On products of ternary quadratic forms $\prod_{i=1}^3 (ax_i^2+by_i^2+cz_i^2) = ax_0^2+by_0^2+cz_0^2$

The equation,

$$ (ax_1^2+by_1^2)(ax_2^2+by_2^2) = ax_0^2+by_0^2\tag1$$

has the well-known solution when $a=b=1$,

$$ (x_1^2+y_1^2)(x_2^2+y_2^2) = (x_1 y_2 + x_2 y_1)^2 + (x_1 x_2 - y_1 y_2)^2$$

Hence the product of the sum of two squares is itself the sum of two squares.
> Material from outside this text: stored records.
PR #916, opened 2022-08-01
Replace gulp build with wp-scripts.

### LINKED ISSUE #892: Tooling: Replace custom gulp build with WP Scripts

To allow ease of contribution within the WordPress developer system, it would be good to switch from a custom gulp build to `@wordpress/scripts` for asset generation.

A side benefit is that the assert versions will be auto generated based on a hash of the built file/s so the chance of forgetting to bump a constant is reduced.

### Designs

_No response_

**10up Toolkit**

This was considered but as an open-source project I figured WP Scripts was better to make contributing easier.

### Code of Conduct

peterwilsoncc:
### Description of the Change

Replace gulp and various config files with `@wordpress/scripts`.

I think this is ready for review, it should probably get double sign-off as it is quite large. I recommend reviewing this with [whitespace suppressed](https://github.com/10up/distributor/pull/916/files?w=1).

I have put together a second webpack config for the `npm run release` command as I think it is needed to copy files in to the `release` subdirectory for committing to the `stable` branch. As noted inline, I would love an alternative suggestion as it doesn't seem ideal.

Closes #892.

### How to test the Change

* Ensure production file names remain the same
* Test the various builds/npm scripts have effectively the same result (ignoring whitespace, variable munging differences)

### Changelog Entry

> Changed - Build process now uses `@wordpress/scripts` in place of Gulp.

### Credits

Props @peterwilsoncc, @dinhtungdu 

### Checklist:


webpack.config.release.js
```diff
@@ -0,0 +1,35 @@
+const CopyPlugin = require( 'copy-webpack-plugin' );
```
peterwilsoncc, line 1: I'm using this in place of the gulp copy script to copy all the files over during the `release` step.

I don't really like it or think it's a proper use of webpack so suggestions on how to do this without this would be much appreciated.

package.json
```diff
@@ -1,68 +1,68 @@
...
+		"lint": "npm run lint:css; npm run lint:js; npm run lint:pkg-json",
+		"lint:css": "wp-scripts lint-style",
+		"lint:js": "wp-scripts lint-js",
+		"lint:pkg-json": "wp-scripts lint-pkg-json",
+		"makepot": "wpi18n makepot && echo '.pot file updated'",
+		"packages-update": "wp-scripts packages-update",
+		"plugin-zip": "wp-scripts plugin-zip",
+		"start": "wp-scripts start",
+		"test:e2e": "wp-scripts test-e2e",
+		"test:unit": "wp-scripts test-unit-js",
```
dinhtungdu: I think we should remove this because we don't have any e2e or unit tests.

dinhtungdu (changes requested):
I notice some issues testing this PR:
- The build misses some files, for example, `dist/css/admin-pull-table.min.css`.
- Some JS functions are broken, for example, the Pull as draft checkbox doesn't work, see [screenshot](https://user-images.githubusercontent.com/5423135/182517096-3943ecc8-6eb4-4aff-87a4-1b278d53081a.png).
- The post editor is broken, see [screenshot](https://user-images.githubusercontent.com/5423135/182517283-c7b4439c-4a60-4c2a-90c1-7a96004898f9.png). It works fine on `develop`.
- External connection JS doesn't work too, see [screenshot](https://user-images.githubusercontent.com/5423135/182517582-b98d0468-9edd-4c4a-8e98-126d873cc3ac.png).

I will continue testing and report in follow-up comments.

package.json
```diff
@@ -1,68 +1,68 @@
...
+		"check-engines": "wp-scripts check-engines",
+		"check-licenses": "wp-scripts check-licenses",
+		"format": "wp-scripts format",
+		"lint": "npm run lint:css; npm run lint:js; npm run lint:pkg-json",
+		"lint:css": "wp-scripts lint-style",
+		"lint:js": "wp-scripts lint-js",
+		"lint:pkg-json": "wp-scripts lint-pkg-json",
+		"makepot": "wpi18n makepot && echo '.pot file updated'",
+		"packages-update": "wp-scripts packages-update",
+		"plugin-zip": "wp-scripts plugin-zip",
```
dinhtungdu, line 52: Do you think we can leverage this to create the release file?

package.json
peterwilsoncc: Now the Cypress tests have been merged, I'll change the command to run those once I update against `develop`.

package.json
peterwilsoncc: We may be able to do so on `stable` but I will need advice on how to test it.

peterwilsoncc:
I think I've addressed the various issues @dinhtungdu picked up:

* fc21fd1b799e5f353f7cdf96409873e64b6ff656 fixes the block editor -- the svg needs to be a react component now 
* 104ba2322578d4ddb686cefd411db667af3f3437 fixes the name of the CSS file restoring `admin-pull-table.min.css` 
* 4cd3fc8bd40b96ad68771bba58fc7d2dbb933fa8 fixes the external connections screen

WP Scripts doesn't seem to produce code compatible with older versions of WP so I've pulled in 04a15803c6bc6e775025a39122579dbcf441321e from the requirements bump PR as both the version bump and this issue are on the same milestone.

dinhtungdu:
@peterwilsoncc Thanks for the updates! I can confirm all issues I noted are addressed.

I did another round of testing and found some additional issues, please check the screenshots below for more detail.

<details>
<summary>Screenshots</summary>


Screen Shot 2022-08-06 at 00 04 43
Screen Shot 2022-08-06 at 00 03 20

</details>

peterwilsoncc:
Distributor panel restored in 0b53814306ae663dca9d50e6b30ad5484d6eb28c -- I'd reversed a media query.

For the `checked` attribute showing, I think that's expected due to the differences between properties and attributes.

The property shows the current state, the attribute the state at page load. If you run `jQuery('#dt-as-draft').prop( 'checked' )` in the browser console, you should get an accurate result when unchecked.

peterwilsoncc:
@dinhtungdu I think this is ready for another review. I recommend [suppressing white space](https://github.com/10up/distributor/pull/916/files?w=1).

For now I have kept all the built asset file names the same which means the webpack config is a little odd. I've done this for back-compat but if it's decided it isn't needed then that can be done in a smaller follow up commit.

dinhtungdu (approved):
Awesome! 🎉
Thank you so much for this hard work! This PR tested well on my end.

If we use one more factor, then it has an identity for general $a,b$, namely,

$$ (ax_1^2+by_1^2)(ax_2^2+by_2^2)(ax_3^2+by_3^2) = ax_0^2+by_0^2\tag2$$

where,

$$x_0 =a \color{blue}{x_1 x_2 x_3} + b \big(-\color{blue}{x_1} y_2 y_3 + \color{blue}{x_2} y_1 y_3 + \color{blue}{x_3} y_1 y_2 \big)$$

$$y_0 =a \big(-x_2 x_3 \color{brown}{y_1} + x_1 x_3 \color{brown}{y_2} + x_1 x_2 \color{brown}{y_3}\big) + b \color{brown}{y_1 y_2 y_3}$$

High-lighted this way, one can immediately see the pattern.

Q: Is there a similar identity for ternary quadratic forms,

$$ (ax_1^2+by_1^2+cz_1^2)(ax_2^2+by_2^2+cz_2^2)(ax_3^2+by_3^2+cz_3^2) = ax_0^2+by_0^2+cz_0^2\tag3$$

such that $x_0, y_0, z_0$ are integer functions in terms of the other $x_i, y_i, z_i$ just like for $(2)$?

Solution 1:

No, there cannot be a completely general identity. There cannot even be such an identity for $(a,b,c)=(1,1,1)$, since $$ (1+0+0)(1+1+1)(0+1+4) = 15 $$ and by Legendre's three-square theorem $15$ cannot be written as the sum of three squares.

Since we can add factors of $(1+0+0)$ without changing the product, it is clear that additional factors cannot resolve the problem in this case.